**** MATERIAL SUPPLIED
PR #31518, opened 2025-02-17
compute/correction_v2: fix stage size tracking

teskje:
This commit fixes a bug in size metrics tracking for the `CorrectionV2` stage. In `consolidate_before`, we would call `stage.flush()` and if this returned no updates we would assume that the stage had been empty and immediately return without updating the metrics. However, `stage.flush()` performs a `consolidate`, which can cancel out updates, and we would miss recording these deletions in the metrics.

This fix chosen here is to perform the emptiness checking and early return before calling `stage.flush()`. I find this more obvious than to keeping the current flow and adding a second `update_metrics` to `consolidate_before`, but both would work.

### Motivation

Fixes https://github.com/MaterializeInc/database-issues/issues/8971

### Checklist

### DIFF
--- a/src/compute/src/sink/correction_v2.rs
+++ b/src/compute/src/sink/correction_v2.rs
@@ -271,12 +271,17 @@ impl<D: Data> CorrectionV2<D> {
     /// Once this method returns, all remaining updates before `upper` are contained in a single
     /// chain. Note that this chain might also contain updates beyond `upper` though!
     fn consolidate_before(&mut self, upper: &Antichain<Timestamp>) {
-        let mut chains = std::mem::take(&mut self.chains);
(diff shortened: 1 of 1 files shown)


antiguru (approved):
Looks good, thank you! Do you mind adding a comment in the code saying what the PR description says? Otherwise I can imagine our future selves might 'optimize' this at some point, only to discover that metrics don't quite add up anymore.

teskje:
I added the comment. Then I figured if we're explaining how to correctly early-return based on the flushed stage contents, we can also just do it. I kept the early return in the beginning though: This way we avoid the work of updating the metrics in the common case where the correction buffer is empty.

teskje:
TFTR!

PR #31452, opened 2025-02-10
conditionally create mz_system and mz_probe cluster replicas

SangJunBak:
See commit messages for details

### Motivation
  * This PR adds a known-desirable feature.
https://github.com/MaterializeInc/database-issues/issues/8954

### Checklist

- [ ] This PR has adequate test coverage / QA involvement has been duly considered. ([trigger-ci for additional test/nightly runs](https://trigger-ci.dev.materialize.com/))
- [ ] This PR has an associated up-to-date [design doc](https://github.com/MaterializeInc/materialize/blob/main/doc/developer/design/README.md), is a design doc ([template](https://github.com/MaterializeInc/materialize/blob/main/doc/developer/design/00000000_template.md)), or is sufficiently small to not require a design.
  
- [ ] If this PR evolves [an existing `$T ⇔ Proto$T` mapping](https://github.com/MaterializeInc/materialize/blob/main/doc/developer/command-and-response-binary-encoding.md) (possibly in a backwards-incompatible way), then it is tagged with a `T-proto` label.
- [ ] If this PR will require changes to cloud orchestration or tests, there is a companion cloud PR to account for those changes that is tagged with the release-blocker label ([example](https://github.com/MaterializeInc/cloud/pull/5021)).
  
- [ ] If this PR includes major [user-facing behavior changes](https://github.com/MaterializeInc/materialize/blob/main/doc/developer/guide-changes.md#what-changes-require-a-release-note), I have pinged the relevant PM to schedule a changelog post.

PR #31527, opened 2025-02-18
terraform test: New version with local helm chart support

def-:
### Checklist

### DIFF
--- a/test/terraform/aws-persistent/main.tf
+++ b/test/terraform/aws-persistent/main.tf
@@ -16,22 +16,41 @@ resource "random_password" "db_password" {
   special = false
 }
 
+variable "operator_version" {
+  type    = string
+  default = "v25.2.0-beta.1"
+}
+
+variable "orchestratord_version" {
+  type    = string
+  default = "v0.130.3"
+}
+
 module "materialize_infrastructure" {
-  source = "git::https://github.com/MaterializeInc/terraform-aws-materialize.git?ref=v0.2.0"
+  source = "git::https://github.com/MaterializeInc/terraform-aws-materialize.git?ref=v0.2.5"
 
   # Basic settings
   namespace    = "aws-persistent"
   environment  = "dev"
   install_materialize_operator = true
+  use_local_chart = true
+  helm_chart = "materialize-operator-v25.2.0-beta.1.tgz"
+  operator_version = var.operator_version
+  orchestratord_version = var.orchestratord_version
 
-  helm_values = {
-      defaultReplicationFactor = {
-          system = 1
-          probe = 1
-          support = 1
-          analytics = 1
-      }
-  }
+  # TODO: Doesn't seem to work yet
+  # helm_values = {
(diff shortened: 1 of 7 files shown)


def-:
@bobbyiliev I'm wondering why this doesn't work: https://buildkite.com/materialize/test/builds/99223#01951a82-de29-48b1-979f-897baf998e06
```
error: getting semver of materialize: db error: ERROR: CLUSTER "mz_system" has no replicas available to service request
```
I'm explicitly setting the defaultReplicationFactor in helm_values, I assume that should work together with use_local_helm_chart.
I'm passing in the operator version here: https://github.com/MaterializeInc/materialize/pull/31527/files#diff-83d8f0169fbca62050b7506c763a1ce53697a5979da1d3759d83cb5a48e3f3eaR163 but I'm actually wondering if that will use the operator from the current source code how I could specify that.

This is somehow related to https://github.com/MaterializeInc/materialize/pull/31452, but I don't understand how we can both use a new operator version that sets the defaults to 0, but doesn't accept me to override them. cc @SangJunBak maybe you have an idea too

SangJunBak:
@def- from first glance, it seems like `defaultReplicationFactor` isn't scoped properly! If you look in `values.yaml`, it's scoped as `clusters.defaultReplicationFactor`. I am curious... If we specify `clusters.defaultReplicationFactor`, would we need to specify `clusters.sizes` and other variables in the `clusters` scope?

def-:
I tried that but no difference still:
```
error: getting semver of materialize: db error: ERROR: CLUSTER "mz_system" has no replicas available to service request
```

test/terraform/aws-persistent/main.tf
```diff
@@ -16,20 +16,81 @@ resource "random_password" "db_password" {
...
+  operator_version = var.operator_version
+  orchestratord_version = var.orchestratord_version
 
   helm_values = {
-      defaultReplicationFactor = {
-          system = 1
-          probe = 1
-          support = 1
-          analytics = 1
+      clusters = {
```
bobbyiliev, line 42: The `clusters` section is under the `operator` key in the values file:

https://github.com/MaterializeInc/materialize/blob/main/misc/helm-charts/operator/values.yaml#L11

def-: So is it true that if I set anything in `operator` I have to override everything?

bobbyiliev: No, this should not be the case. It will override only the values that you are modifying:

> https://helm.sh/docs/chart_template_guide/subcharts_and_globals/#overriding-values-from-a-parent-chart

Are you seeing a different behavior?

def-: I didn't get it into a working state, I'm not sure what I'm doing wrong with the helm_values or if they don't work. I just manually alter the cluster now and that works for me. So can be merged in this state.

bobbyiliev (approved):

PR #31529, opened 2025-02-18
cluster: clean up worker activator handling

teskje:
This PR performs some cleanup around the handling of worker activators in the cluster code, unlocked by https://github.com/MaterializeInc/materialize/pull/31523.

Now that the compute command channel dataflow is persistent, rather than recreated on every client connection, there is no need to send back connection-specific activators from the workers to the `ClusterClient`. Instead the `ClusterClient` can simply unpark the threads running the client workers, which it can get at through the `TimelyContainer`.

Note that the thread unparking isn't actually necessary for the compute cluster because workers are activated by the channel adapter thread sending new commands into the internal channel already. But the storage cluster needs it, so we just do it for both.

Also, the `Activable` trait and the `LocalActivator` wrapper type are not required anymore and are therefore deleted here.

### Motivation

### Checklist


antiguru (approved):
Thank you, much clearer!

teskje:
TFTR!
********
**** MATERIAL SUPPLIED
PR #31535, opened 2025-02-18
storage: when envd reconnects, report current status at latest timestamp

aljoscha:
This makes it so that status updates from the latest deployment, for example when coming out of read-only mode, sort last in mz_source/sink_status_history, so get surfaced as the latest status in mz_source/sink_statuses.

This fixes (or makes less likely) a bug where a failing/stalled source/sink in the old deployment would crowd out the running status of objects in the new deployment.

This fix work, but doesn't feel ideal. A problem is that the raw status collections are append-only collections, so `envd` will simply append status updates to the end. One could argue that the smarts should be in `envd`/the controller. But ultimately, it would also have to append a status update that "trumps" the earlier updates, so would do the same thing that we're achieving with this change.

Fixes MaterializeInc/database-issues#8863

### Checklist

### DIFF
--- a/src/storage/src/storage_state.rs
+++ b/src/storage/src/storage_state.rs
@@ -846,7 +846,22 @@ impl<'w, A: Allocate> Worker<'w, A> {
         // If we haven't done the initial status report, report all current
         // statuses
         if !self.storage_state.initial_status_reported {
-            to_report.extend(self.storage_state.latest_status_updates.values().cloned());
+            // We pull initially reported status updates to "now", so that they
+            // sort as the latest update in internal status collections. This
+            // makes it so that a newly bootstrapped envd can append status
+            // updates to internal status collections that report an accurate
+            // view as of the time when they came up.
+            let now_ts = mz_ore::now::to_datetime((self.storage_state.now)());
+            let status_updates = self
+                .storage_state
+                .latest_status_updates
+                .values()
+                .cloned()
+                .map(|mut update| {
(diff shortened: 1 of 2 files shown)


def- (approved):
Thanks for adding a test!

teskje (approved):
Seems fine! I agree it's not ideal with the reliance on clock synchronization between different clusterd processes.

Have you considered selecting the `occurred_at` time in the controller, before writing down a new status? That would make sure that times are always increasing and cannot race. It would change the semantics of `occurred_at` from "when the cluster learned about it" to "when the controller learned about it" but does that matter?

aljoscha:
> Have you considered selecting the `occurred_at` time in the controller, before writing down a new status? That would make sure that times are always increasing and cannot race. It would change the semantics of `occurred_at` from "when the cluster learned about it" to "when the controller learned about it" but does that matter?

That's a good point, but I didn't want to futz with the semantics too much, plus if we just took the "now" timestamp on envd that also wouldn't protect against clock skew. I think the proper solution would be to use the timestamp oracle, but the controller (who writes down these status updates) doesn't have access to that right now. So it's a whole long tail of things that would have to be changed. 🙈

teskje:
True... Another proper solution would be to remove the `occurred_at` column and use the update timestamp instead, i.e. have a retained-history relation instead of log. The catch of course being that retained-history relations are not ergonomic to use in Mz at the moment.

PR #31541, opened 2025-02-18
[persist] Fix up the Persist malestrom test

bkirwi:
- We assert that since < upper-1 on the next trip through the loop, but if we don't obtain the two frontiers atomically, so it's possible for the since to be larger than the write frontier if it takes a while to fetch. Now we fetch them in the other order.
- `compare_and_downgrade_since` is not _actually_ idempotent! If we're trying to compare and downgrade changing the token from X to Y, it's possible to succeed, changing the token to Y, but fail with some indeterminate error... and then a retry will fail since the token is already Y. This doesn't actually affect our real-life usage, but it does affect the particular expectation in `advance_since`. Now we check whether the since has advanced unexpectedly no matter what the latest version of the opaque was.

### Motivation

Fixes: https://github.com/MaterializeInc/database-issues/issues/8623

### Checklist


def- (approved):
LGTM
********
● WORK ITEM: Give only the lines from the one holding "PR #31518, opened 2025-02-17" through the one holding "--- a/src/compute/src/sink/correction_v2.rs", each restated exactly as it appears above.

● SOLUTION TO THIS EXERCISE:
PR #31518, opened 2025-02-17
compute/correction_v2: fix stage size tracking

teskje:
This commit fixes a bug in size metrics tracking for the `CorrectionV2` stage. In `consolidate_before`, we would call `stage.flush()` and if this returned no updates we would assume that the stage had been empty and immediately return without updating the metrics. However, `stage.flush()` performs a `consolidate`, which can cancel out updates, and we would miss recording these deletions in the metrics.

This fix chosen here is to perform the emptiness checking and early return before calling `stage.flush()`. I find this more obvious than to keeping the current flow and adding a second `update_metrics` to `consolidate_before`, but both would work.

### Motivation

Fixes https://github.com/MaterializeInc/database-issues/issues/8971

### Checklist

### DIFF
--- a/src/compute/src/sink/correction_v2.rs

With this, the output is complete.